# Task description
An exact copy of the data below is required; return it in full.

Dataset entries
== Segment start ==

PR #717, opened 2018-09-03
Use Jenkinsfile library v2 to free some node usage

drautureau-sonarsource:
The aim of the new version of the library is to send any notifications to BURGR, GitHub and Repox without requiring a slave.
With this, we can then free up the usage of some slaves.


Evangelink:
@drautureau-sonarsource What should we do about this PR?

drautureau-sonarsource:
@Evangelink, it is just to let you know of this change (description in 1st comment).
I can merge if it's OK for you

== Segment end ==

# Task response
PR #717, opened 2018-09-03
Use Jenkinsfile library v2 to free some node usage

drautureau-sonarsource:
The aim of the new version of the library is to send any notifications to BURGR, GitHub and Repox without requiring a slave.
With this, we can then free up the usage of some slaves.


Evangelink:
@drautureau-sonarsource What should we do about this PR?

drautureau-sonarsource:
@Evangelink, it is just to let you know of this change (description in 1st comment).
I can merge if it's OK for you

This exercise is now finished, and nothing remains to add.